PR #2430, opened 2024-03-14
Fix issues with TVFs which use identifiers longer than 63 characters

Sairakan:
### Description

In Table-valued functions which return data into a table variable, we create a temporary table in which to return the data. The name of this temporary table is generated as a combination of the table variable and function name. If this combination exceeds 63 characters (the limit of identifiers in postgresql), then we can run into issues trying to refer back to the temporary table to insert the data while executing the function, as the name used to access it will be different than what is stored in the postgres catalog due to truncation.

_Exercise requirements:_ Set down the lines from the one with "Fix issues with" through the end of the data above. Keep each exactly as written and add no other line.

_Answer area:_
Fix issues with TVFs which use identifiers longer than 63 characters

Sairakan:
### Description

In Table-valued functions which return data into a table variable, we create a temporary table in which to return the data. The name of this temporary table is generated as a combination of the table variable and function name. If this combination exceeds 63 characters (the limit of identifiers in postgresql), then we can run into issues trying to refer back to the temporary table to insert the data while executing the function, as the name used to access it will be different than what is stored in the postgres catalog due to truncation.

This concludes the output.